> Problem details
Every line from the top of the material through the line holding "- Python Version: 3.7" should be copied exactly, and only those lines.

> Records provided
PR #693, opened 2023-01-13
Change elements to tags (#649)

### LINKED ISSUE #649: bug: allowed_elements in BleachSanitizerFilter is different from html5lib_shim.SanitizerFilter
**Describe the bug**

I was trying to replace `html5lib.filters.sanitizer.Filter` with `bleach.sanitizer.BleachSanitizerFilter` (which inherits from the earlier one). We used that filter by just doing `Filter(stream)`. And we find that we're getting all the tags alphabetized, which we don't really want.

I found that to know if something needs to be alphabetized, there's this check:
https://github.com/mozilla/bleach/blob/e4718bdda1c43849a8dfbda1b2915e8a6594aab2/bleach/sanitizer.py#L354

That is only set in the `html5lib.filters.sanitizer.Filter` `__init__` function by sending an `allowed_elements`. It also has some default ones. But the default value for that is a set of tuples `(namespace, token name)`, not some iterable of token names:
https://github.com/html5lib/html5lib-python/blob/f87487a4ada2d6cf223bdd182774a01ba3c84618/html5lib/filters/sanitizer.py#L31-L32

And that is used like this:
https://github.com/html5lib/html5lib-python/blob/f87487a4ada2d6cf223bdd182774a01ba3c84618/html5lib/filters/sanitizer.py#L808
```py
            if ((namespace, name) in self.allowed_elements or
                (namespace is None and
                 (namespaces["html"], name) in self.allowed_elements)):
```

I see that `allowed_elements` is overriden in the `Cleaner.clean(text)` method, and a list of tags is provided.
https://github.com/mozilla/bleach/blob/e4718bdda1c43849a8dfbda1b2915e8a6594aab2/bleach/sanitizer.py#L179

So that is consistent with the usage of the `BleachSanitizerFilter` `sanitize_token` method, but that is not a consistent format with the parent.

**python and bleach versions (please complete the following information):**

 - Python Version: 3.7
 - Bleach Version: 2.3.1

**Expected behavior**

I propose one of these 3 options:
- `BleachSanitizerFilter` should use `allowed_elements` that are compatible with `html5lib` ones, which would require a lot of refactoring and it's likely to not be backwards compatible
- `BleachSanitizerFilter` should force clients to send a new compatible set of `allowed_elements` by adding it as a required argument, as it's not really optional to not send it because it's not compatible with the usage
   ```py
   class BleachSanitizerFilter(html5lib_shim.SanitizerFilter):
       """html5lib Filter that sanitizes text

       This filter can be used anywhere html5lib filters can be used.

       """
       def __init__(
           self,
           source,
           allowed_elements,
           attributes=ALLOWED_ATTRIBUTES,
           strip_disallowed_elements=False,
           strip_html_comments=True,
           **kwargs,
       ):
   ```
- `BleachSanitizerFilter` should accept both formats of `allowed_elements` by doing something like this:
   ```py
   def _is_token_allowed(token):
       name = token["name"]
       namespace = token.get("namespace")
       first_allowed_element = next(iter(self.allowed_elements))

       if isinstance(first_allowed_element, tuple):
           return (
               (namespace, name) in self.allowed_elements
               or (
                   namespace is None and
                   and (namespaces["html"], name) in self.allowed_elements
               )
           )
       return name in self.allowed_elements
   ```

willkg:
This cleans up some API weirdness where `BleachSanitizerFilter` subclasses html5lib's sanitizer filter and sets `allowed_elements` to something entirely different than html5lib's sanitizer filter's `allowed_elements` is. The formers is a list of strings. The latter is a frozenset of `(namespace, element)` tuples.

This fixes that by changing the `BleachSanitizerFilter` code to use `allowed_tags` everywhere. This eliminates the API confusion.

While doing this, I changed `ALLOWED_TAGS` to be a frozenset, changed allowed_tags to take a set of strings rather than a list of strings, and renamed `strip_disallowed_elements` to `strip_disallowed_tags` to be consistent with naming. This is a backwards incompatible change we'll need to mention in `CHANGES` and it means a major version change.

I also changed the `__init__` for `BleachSanitizerFilter` so it no longer calls the html5lib sanitizer filter `__init__` which kicks up the deprecation warning.

Fixes #649.

### DIFF
--- a/bleach/html5lib_shim.py
+++ b/bleach/html5lib_shim.py
@@ -38,6 +38,9 @@ from bleach._vendor.html5lib.filters.sanitizer import (
     allowed_protocols,
     allowed_css_properties,
     allowed_svg_properties,
+    attr_val_is_uri,
+    svg_attr_val_allows_ref,
+    svg_allow_local_href,
 )  # noqa: E402 module level import not at top of file
 from bleach._vendor.html5lib.filters.sanitizer import (
     Filter as SanitizerFilter,
--- a/bleach/sanitizer.py
+++ b/bleach/sanitizer.py
@@ -8,21 +8,23 @@ from bleach import html5lib_shim
 from bleach import parse_shim
 
 
-#: List of allowed tags
-ALLOWED_TAGS = [
-    "a",
-    "abbr",
-    "acronym",
-    "b",
-    "blockquote",
-    "code",
-    "em",
-    "i",
-    "li",
-    "ol",
-    "strong",
-    "ul",
-]
+#: Set of allowed tags
+ALLOWED_TAGS = frozenset(
+    (
+        "a",
+        "abbr",
+        "acronym",
+        "b",
+        "blockquote",
+        "code",
+        "em",
+        "i",
+        "li",
+        "ol",
+        "strong",
+        "ul",
+    )
+)
 
 
 #: Map of allowed attributes by tag
@@ -93,7 +95,7 @@ class Cleaner:
     ):
         """Initializes a Cleaner
 
-        :arg list tags: allowed list of tags; defaults to
+        :arg set tags: set of allowed tags; defaults to
             ``bleach.sanitizer.ALLOWED_TAGS``
 
         :arg dict attributes: allowed attributes; can be a callable, list or dict;
@@ -190,13 +192,11 @@ class Cleaner:
         dom = self.parser.parseFragment(text)
         filtered = BleachSanitizerFilter(
             source=self.walker(dom),
-            # Bleach-sanitizer-specific things
+            allowed_tags=self.tags,
             attributes=self.attributes,
-            strip_disallowed_elements=self.strip,
+            strip_disallowed_tags=self.strip,
             strip_html_comments=self.strip_comments,
             css_sanitizer=self.css_sanitizer,
-            # html5lib-sanitizer things
-            allowed_elements=self.tags,
             allowed_protocols=self.protocols,
         )
 
@@ -260,19 +260,21 @@ class BleachSanitizerFilter(html5lib_shim.SanitizerFilter):
     def __init__(
         self,
         source,
-        allowed_elements=ALLOWED_TAGS,
+        allowed_tags=ALLOWED_TAGS,
         attributes=ALLOWED_ATTRIBUTES,
         allowed_protocols=ALLOWED_PROTOCOLS,
-        strip_disallowed_elements=False,
+        attr_val_is_uri=html5lib_shim.attr_val_is_uri,
+        svg_attr_val_allows_ref=html5lib_shim.svg_attr_val_allows_ref,
+        svg_allow_local_href=html5lib_shim.svg_allow_local_href,
+        strip_disallowed_tags=False,
         strip_html_comments=True,
         css_sanitizer=None,
-        **kwargs,
     ):
         """Creates a BleachSanitizerFilter instance
 
         :arg source: html5lib TreeWalker stream as an html5lib TreeWalker
 
-        :arg list allowed_elements: allowed list of tags; defaults to
+        :arg set allowed_tags: set of allowed tags; defaults to
             ``bleach.sanitizer.ALLOWED_TAGS``
 
         :arg dict attributes: allowed attributes; can be a callable, list or dict;
@@ -281,8 +283,16 @@ class BleachSanitizerFilter(html5lib_shim.SanitizerFilter):
         :arg list allowed_protocols: allowed list of protocols for links; defaults
             to ``bleach.sanitizer.ALLOWED_PROTOCOLS``
 
-        :arg bool strip_disallowed_elements: whether or not to strip disallowed
-            elements
+        :arg attr_val_is_uri: set of attributes that have URI values
+
+        :arg svg_attr_val_allows_ref: set of SVG attributes that can have
+            references
+
+        :arg svg_allow_local_href: set of SVG elements that can have local
+            hrefs
+
+        :arg bool strip_disallowed_tags: whether or not to strip disallowed
+            tags
 
         :arg bool strip_html_comments: whether or not to strip HTML comments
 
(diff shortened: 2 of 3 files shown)


bleach/sanitizer.py
```diff
@@ -8,21 +8,23 @@
...
-    "code",
-    "em",
-    "i",
-    "li",
-    "ol",
-    "strong",
-    "ul",
-]
+#: Set of allowed tags
+ALLOWED_TAGS = frozenset(
```
willkg, line 12: I thought about going through and making the other constant values frozensets where applicable, too. Seems like a good idea. Thoughts?

willkg:
@g-k I think the API weirdness in issue #649 is worth fixing. This was the minimally viable way I could think of fixing it that didn't create a slew of backwards-incompatible changes.

Other options:

1. Change `allowed_tags` to `allowed_elements` (and generally uses of the word "tags" to "elements", too) everywhere and change it to be a set of `(namespace, element)` tuples. This changes the argument name everywhere, but also, developers would have to add namespaces to their `allowed_elements` values. Further, this interacts with `allowed_attributes` in that the keys now need to have elements and callable values would need to support namespaces, too. I remember html5lib adding namespace support, but that it wasn't complete in some way, so this might not even work right. It's a lot of changes for us and a lot of changes for users.
2. Pull in what little bits of code we're still using from html5lib sanitizer filter into our `BleachSanitizerFilter` so we're not longer subclassing it and then clean up the API. This is a lot of work for us plus we have to deal with how to pull in the code without violating license/copyright in a way that's maintainable.
3. Adjust the constructors so that if `allowed_tags` is a list/set of `(namespace, element)` tuples, drop the namespaces. This feels like it creates a potential surprise for users and would warrant someone writing up another bug.
4. Do nothing. I think this is worth fixing, so we could do nothing, but I'll feel bad for the rest of my life.

What do you think? Does this look ok?

bleach/sanitizer.py
```diff
@@ -260,19 +260,21 @@ class BleachSanitizerFilter(html5lib_shim.SanitizerFilter):
...
         attributes=ALLOWED_ATTRIBUTES,
         allowed_protocols=ALLOWED_PROTOCOLS,
-        strip_disallowed_elements=False,
+        attr_val_is_uri=html5lib_shim.attr_val_is_uri,
+        svg_attr_val_allows_ref=html5lib_shim.svg_attr_val_allows_ref,
+        svg_allow_local_href=html5lib_shim.svg_allow_local_href,
+        strip_disallowed_tags=False,
         strip_html_comments=True,
         css_sanitizer=None,
-        **kwargs,
```
willkg, line 269: Getting rid of this undocumented pass-through is a good idea and makes this easier to reason about.

bleach/html5lib_shim.py
```diff
@@ -38,6 +38,9 @@
     allowed_protocols,
     allowed_css_properties,
     allowed_svg_properties,
+    attr_val_is_uri,
+    svg_attr_val_allows_ref,
+    svg_allow_local_href,
```
g-k, line 43: ah I see these get re-imported in sanitizer

bleach/sanitizer.py
g-k: 👍 sgtm. I think we used lists for backwards compat or as a holdover from Python 2 support.

bleach/sanitizer.py
```diff
@@ -190,13 +192,11 @@ def clean(self, text):
         dom = self.parser.parseFragment(text)
         filtered = BleachSanitizerFilter(
             source=self.walker(dom),
-            # Bleach-sanitizer-specific things
```
g-k, line 193: 🎉

bleach/sanitizer.py
```diff
@@ -260,19 +260,21 @@ class BleachSanitizerFilter(html5lib_shim.SanitizerFilter):
     def __init__(
         self,
         source,
-        allowed_elements=ALLOWED_TAGS,
```
g-k, line 263: good to fix this rename

bleach/sanitizer.py
```diff
@@ -281,33 +283,41 @@ def __init__(
...
 
         :arg CSSSanitizer css_sanitizer: instance with a "sanitize_css" method for
             sanitizing style attribute values and style text; defaults to None
 
         """
+        # NOTE(willkg): This is the superclass of
+        # html5lib.filters.sanitizer.Filter. We call this directly skipping the
+        # __init__ for html5lib.filters.sanitizer.Filter because that does
+        # things we don't need to do and kicks up the deprecation warning for
+        # using Sanitizer.
```
g-k, line 307: 👍

bleach/sanitizer.py
```diff
@@ -281,33 +283,41 @@ def __init__(
...
-            message="html5lib's sanitizer is deprecated",
-            category=DeprecationWarning,
-            module="bleach._vendor.html5lib",
-        )
-        return super().__init__(
-            source,
-            allowed_elements=allowed_elements,
-            allowed_protocols=allowed_protocols,
-            **kwargs,
-        )
```
g-k, line 310: 💯 nice to drop this hack

g-k (approved):
r+

bleach/sanitizer.py
willkg: I'll look at doing that in another PR.

willkg:
Thank you!

bleach/sanitizer.py
g-k: I think the set is a better data structure and we're bumping the major version. I was just trying to recall context on why it was a list.

bleach/sanitizer.py
NeilGirdhar: Can't help but comment on this, but another way to accomplish what you want while still calling super would be to have the `html5lib.filters.sanitizer.Filter.__init__` call a private method `_f` that does some of initialization.  Then, here in the derived class, you can override `_f` to not do that stuff.

willkg: html5lib is vendored, so we shouldn't modify it.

> Output for this exercise
PR #693, opened 2023-01-13
Change elements to tags (#649)

### LINKED ISSUE #649: bug: allowed_elements in BleachSanitizerFilter is different from html5lib_shim.SanitizerFilter
**Describe the bug**

I was trying to replace `html5lib.filters.sanitizer.Filter` with `bleach.sanitizer.BleachSanitizerFilter` (which inherits from the earlier one). We used that filter by just doing `Filter(stream)`. And we find that we're getting all the tags alphabetized, which we don't really want.

I found that to know if something needs to be alphabetized, there's this check:
https://github.com/mozilla/bleach/blob/e4718bdda1c43849a8dfbda1b2915e8a6594aab2/bleach/sanitizer.py#L354

That is only set in the `html5lib.filters.sanitizer.Filter` `__init__` function by sending an `allowed_elements`. It also has some default ones. But the default value for that is a set of tuples `(namespace, token name)`, not some iterable of token names:
https://github.com/html5lib/html5lib-python/blob/f87487a4ada2d6cf223bdd182774a01ba3c84618/html5lib/filters/sanitizer.py#L31-L32

And that is used like this:
https://github.com/html5lib/html5lib-python/blob/f87487a4ada2d6cf223bdd182774a01ba3c84618/html5lib/filters/sanitizer.py#L808
```py
            if ((namespace, name) in self.allowed_elements or
                (namespace is None and
                 (namespaces["html"], name) in self.allowed_elements)):
```

I see that `allowed_elements` is overriden in the `Cleaner.clean(text)` method, and a list of tags is provided.
https://github.com/mozilla/bleach/blob/e4718bdda1c43849a8dfbda1b2915e8a6594aab2/bleach/sanitizer.py#L179

So that is consistent with the usage of the `BleachSanitizerFilter` `sanitize_token` method, but that is not a consistent format with the parent.

**python and bleach versions (please complete the following information):**

 - Python Version: 3.7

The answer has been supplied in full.